PR #1476, opened 2024-04-04
Adding public utility for users to check if usm_allocators are supported

danhoeflinger:
Support for USM allocators depends on the implementation details of the C++ standard library used after #1438, and after doc changes of #1477.

This PR adds a public utility (`usm_allocated_vector_iterators_supported_v<ValueType>`) which users can use at compile time to check if usm_allocators are available to them as efficient input to oneDPL algorithms.  

- If `usm_allocated_vector_iterators_supported_v<ValueType>` evaluates to `true`, `std::vector<ValueType, usm_allocator>::iterator` input types are passed directly to sycl kernels, and are an efficient way of using oneDPL.  

- If `usm_allocated_vector_iterators_supported_v<ValueType>` evaluates to `false`, `std::vector<ValueType, usm_allocator>::iterator` input types are treated as if they were host-side iterators, and wrapped in `sycl::buffer` before use in sycl kernels.  This includes all that comes with that, an extra host-side copy in and out.  Also these cannot then be used as the source iterator for `permutation_iterator`.

### DIFF
--- a/documentation/library_guide/parallel_api/pass_data_algorithms.rst
+++ b/documentation/library_guide/parallel_api/pass_data_algorithms.rst
@@ -88,10 +88,10 @@ on details of the C++ standard library implementation and what information about
 allocator is included in the ``std::vector::iterator`` type definition. If USM allocated
 vector iterators are not detectable with your C++ standard library, they will still function
 as inputs to oneDPL, but they will be treated as if they were host-side
-``std::vector::iterator`` as described in the section below. To guarantee no additional
-host-side copies, you can use ``std::vector::data()`` in combination with ``std::vector::size()``
-with USM allocated vectors to obtain a USM pointers. This will avoid extra host-side copies
-regardless of the C++ standard library implementation.
+``std::vector::iterator`` as described in the `Use Host-Side std::vector`_ section. To guarantee
+no additional host-side copies, you can use ``std::vector::data()`` in combination with
+``std::vector::size()`` with USM allocated vectors to obtain a USM pointer. This will avoid
+extra host-side copies regardless of the C++ standard library implementation.
 
 An example of ``std::vector`` with a USM allocator:
 
--- a/documentation/library_guide/parallel_api/pass_data_algorithms.rst
+++ b/documentation/library_guide/parallel_api/pass_data_algorithms.rst
@@ -81,7 +81,19 @@ the buffer were created for the same queue. For example:
     return 0;
   }
 
-Alternatively, use ``std::vector`` with a USM allocator. For example:
+Alternatively, use ``std::vector`` with a USM allocator.
+
+Note: The ability to appropriately detect USM allocated ``std::vector::iterator`` depends
+on details of the C++ standard library implementation and what information about the
+allocator is included in the ``std::vector::iterator`` type definition. If USM allocated
+vector iterators are not detectable with your C++ standard library, they will still function
+as inputs to oneDPL, but they will be treated as if they were host-side
+``std::vector::iterator`` as described in the section below. To guarantee no additional
+host-side copies, you can use ``std::vector::data()`` in combination with ``std::vector::size()``
+with USM allocated vectors to obtain a USM pointers. This will avoid extra host-side copies
+regardless of the C++ standard library implementation.
+
+An example of ``std::vector`` with a USM allocator:
 
 .. code:: cpp
 
@@ -95,6 +107,9 @@ Alternatively, use ``std::vector`` with a USM allocator. For example:
     std::vector<int, decltype(alloc)> vec(n, alloc);
 
     std::fill(policy, vec.begin(), vec.end(), 42);
+
+    //alternative to use USM pointers:
+    // std::fill(policy, vec.data(), vec.data() + vec.size(), 42);
 
     return 0;
   }
--- a/documentation/library_guide/parallel_api/pass_data_algorithms.rst
+++ b/documentation/library_guide/parallel_api/pass_data_algorithms.rst
@@ -90,8 +90,9 @@ vector iterators are not detectable with your C++ standard library, they will st
 as inputs to oneDPL, but they will be treated as if they were host-side
 ``std::vector::iterator`` as described in the `Use Host-Side std::vector`_ section. To guarantee
 no additional host-side copies, you can use ``std::vector::data()`` in combination with
-``std::vector::size()`` with USM allocated vectors to obtain a USM pointer. This will avoid
-extra host-side copies regardless of the C++ standard library implementation.
+``std::vector::size()`` with USM allocated vectors to obtain USM pointers which can be used as
+substitutes for ``std::vector::begin()`` and ``std::vector::end()``. This will avoid extra
+host-side copies regardless of the C++ standard library implementation.
 
 An example of ``std::vector`` with a USM allocator:
 
--- a/documentation/library_guide/parallel_api/pass_data_algorithms.rst
+++ b/documentation/library_guide/parallel_api/pass_data_algorithms.rst
@@ -85,17 +85,21 @@ Alternatively, use ``std::vector`` with a USM allocator.
 
 Note: The ability to appropriately detect USM allocated ``std::vector::iterator`` depends
 on details of the C++ standard library implementation and what information about the
-allocator is included in the ``std::vector::iterator`` type definition. You can check
-if your C++ standard library implementation provides enough information by checking the
-value of ``oneapi::dpl::usm_allocated_vector_iterators_supported_v<ValueType>``. This will
-evaluate to ``true`` for C++ standard library implementations which allow oneDPL to support
-USM allocators with this ValueType and ``false`` otherwise. If usm_allocators are not
-supported with your C++ standard library, they will still function as inputs to oneDPL, but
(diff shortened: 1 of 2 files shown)


include/oneapi/dpl/pstl/hetero/dpcpp/sycl_iterator.h
```diff
@@ -233,6 +233,11 @@ __internal::sycl_iterator<access_mode::discard_read_write, T, Allocator> end(syc
     return __internal::sycl_iterator<access_mode::discard_read_write, T, Allocator>{buf,
                                                                                     __dpl_sycl::__get_buffer_size(buf)};
 }
+
+template <typename ValueType>
+constexpr static bool usm_allocated_vector_iterators_supported_v =
```
MikeDvorskiy, line 238: 1) I guess the traits doesn't depend on `ValueType`.
2) As an idea - to make such public trait more general, for example,
```
template <typename Container>
constexpr static bool is_usm_container_supported = ...
```

danhoeflinger: Sadly, I believe it can depend on the `ValueType`, for example `std::vector<bool>`.  GNU c++ standard library implementation normally includes allocator type in the iterator, but not for `std::vector<bool>` with the bitfield "optimization".

include/oneapi/dpl/pstl/hetero/dpcpp/sycl_iterator.h
```diff
@@ -233,6 +233,11 @@ __internal::sycl_iterator<access_mode::discard_read_write, T, Allocator> end(syc
...
+    oneapi::dpl::__internal::__vector_iter_distinguishes_by_allocator<ValueType*>::value;
```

*-*-*

→ **Brief**:
Each line of the material is to be copied exactly.

→ **Response**:
PR #1476, opened 2024-04-04
Adding public utility for users to check if usm_allocators are supported

danhoeflinger:
Support for USM allocators depends on the implementation details of the C++ standard library used after #1438, and after doc changes of #1477.

This PR adds a public utility (`usm_allocated_vector_iterators_supported_v<ValueType>`) which users can use at compile time to check if usm_allocators are available to them as efficient input to oneDPL algorithms.  

- If `usm_allocated_vector_iterators_supported_v<ValueType>` evaluates to `true`, `std::vector<ValueType, usm_allocator>::iterator` input types are passed directly to sycl kernels, and are an efficient way of using oneDPL.  

- If `usm_allocated_vector_iterators_supported_v<ValueType>` evaluates to `false`, `std::vector<ValueType, usm_allocator>::iterator` input types are treated as if they were host-side iterators, and wrapped in `sycl::buffer` before use in sycl kernels.  This includes all that comes with that, an extra host-side copy in and out.  Also these cannot then be used as the source iterator for `permutation_iterator`.

### DIFF
--- a/documentation/library_guide/parallel_api/pass_data_algorithms.rst
+++ b/documentation/library_guide/parallel_api/pass_data_algorithms.rst
@@ -88,10 +88,10 @@ on details of the C++ standard library implementation and what information about
 allocator is included in the ``std::vector::iterator`` type definition. If USM allocated
 vector iterators are not detectable with your C++ standard library, they will still function
 as inputs to oneDPL, but they will be treated as if they were host-side
-``std::vector::iterator`` as described in the section below. To guarantee no additional
-host-side copies, you can use ``std::vector::data()`` in combination with ``std::vector::size()``
-with USM allocated vectors to obtain a USM pointers. This will avoid extra host-side copies
-regardless of the C++ standard library implementation.
+``std::vector::iterator`` as described in the `Use Host-Side std::vector`_ section. To guarantee
+no additional host-side copies, you can use ``std::vector::data()`` in combination with
+``std::vector::size()`` with USM allocated vectors to obtain a USM pointer. This will avoid
+extra host-side copies regardless of the C++ standard library implementation.
 
 An example of ``std::vector`` with a USM allocator:
 
--- a/documentation/library_guide/parallel_api/pass_data_algorithms.rst
+++ b/documentation/library_guide/parallel_api/pass_data_algorithms.rst
@@ -81,7 +81,19 @@ the buffer were created for the same queue. For example:
     return 0;
   }
 
-Alternatively, use ``std::vector`` with a USM allocator. For example:
+Alternatively, use ``std::vector`` with a USM allocator.
+
+Note: The ability to appropriately detect USM allocated ``std::vector::iterator`` depends
+on details of the C++ standard library implementation and what information about the
+allocator is included in the ``std::vector::iterator`` type definition. If USM allocated
+vector iterators are not detectable with your C++ standard library, they will still function
+as inputs to oneDPL, but they will be treated as if they were host-side
+``std::vector::iterator`` as described in the section below. To guarantee no additional
+host-side copies, you can use ``std::vector::data()`` in combination with ``std::vector::size()``
+with USM allocated vectors to obtain a USM pointers. This will avoid extra host-side copies
+regardless of the C++ standard library implementation.
+
+An example of ``std::vector`` with a USM allocator:
 
 .. code:: cpp
 
@@ -95,6 +107,9 @@ Alternatively, use ``std::vector`` with a USM allocator. For example:
     std::vector<int, decltype(alloc)> vec(n, alloc);
 
     std::fill(policy, vec.begin(), vec.end(), 42);
+
+    //alternative to use USM pointers:
+    // std::fill(policy, vec.data(), vec.data() + vec.size(), 42);
 
     return 0;
   }
--- a/documentation/library_guide/parallel_api/pass_data_algorithms.rst
+++ b/documentation/library_guide/parallel_api/pass_data_algorithms.rst
@@ -90,8 +90,9 @@ vector iterators are not detectable with your C++ standard library, they will st
 as inputs to oneDPL, but they will be treated as if they were host-side
 ``std::vector::iterator`` as described in the `Use Host-Side std::vector`_ section. To guarantee
 no additional host-side copies, you can use ``std::vector::data()`` in combination with
-``std::vector::size()`` with USM allocated vectors to obtain a USM pointer. This will avoid
-extra host-side copies regardless of the C++ standard library implementation.
+``std::vector::size()`` with USM allocated vectors to obtain USM pointers which can be used as
+substitutes for ``std::vector::begin()`` and ``std::vector::end()``. This will avoid extra
+host-side copies regardless of the C++ standard library implementation.
 
 An example of ``std::vector`` with a USM allocator:
 
--- a/documentation/library_guide/parallel_api/pass_data_algorithms.rst
+++ b/documentation/library_guide/parallel_api/pass_data_algorithms.rst
@@ -85,17 +85,21 @@ Alternatively, use ``std::vector`` with a USM allocator.
 
 Note: The ability to appropriately detect USM allocated ``std::vector::iterator`` depends
 on details of the C++ standard library implementation and what information about the
-allocator is included in the ``std::vector::iterator`` type definition. You can check
-if your C++ standard library implementation provides enough information by checking the
-value of ``oneapi::dpl::usm_allocated_vector_iterators_supported_v<ValueType>``. This will
-evaluate to ``true`` for C++ standard library implementations which allow oneDPL to support
-USM allocators with this ValueType and ``false`` otherwise. If usm_allocators are not
-supported with your C++ standard library, they will still function as inputs to oneDPL, but
(diff shortened: 1 of 2 files shown)


include/oneapi/dpl/pstl/hetero/dpcpp/sycl_iterator.h
```diff
@@ -233,6 +233,11 @@ __internal::sycl_iterator<access_mode::discard_read_write, T, Allocator> end(syc
     return __internal::sycl_iterator<access_mode::discard_read_write, T, Allocator>{buf,
                                                                                     __dpl_sycl::__get_buffer_size(buf)};
 }
+
+template <typename ValueType>
+constexpr static bool usm_allocated_vector_iterators_supported_v =
```
MikeDvorskiy, line 238: 1) I guess the traits doesn't depend on `ValueType`.
2) As an idea - to make such public trait more general, for example,
```
template <typename Container>
constexpr static bool is_usm_container_supported = ...
```

danhoeflinger: Sadly, I believe it can depend on the `ValueType`, for example `std::vector<bool>`.  GNU c++ standard library implementation normally includes allocator type in the iterator, but not for `std::vector<bool>` with the bitfield "optimization".

include/oneapi/dpl/pstl/hetero/dpcpp/sycl_iterator.h
```diff
@@ -233,6 +233,11 @@ __internal::sycl_iterator<access_mode::discard_read_write, T, Allocator> end(syc
...
+    oneapi::dpl::__internal::__vector_iter_distinguishes_by_allocator<ValueType*>::value;
```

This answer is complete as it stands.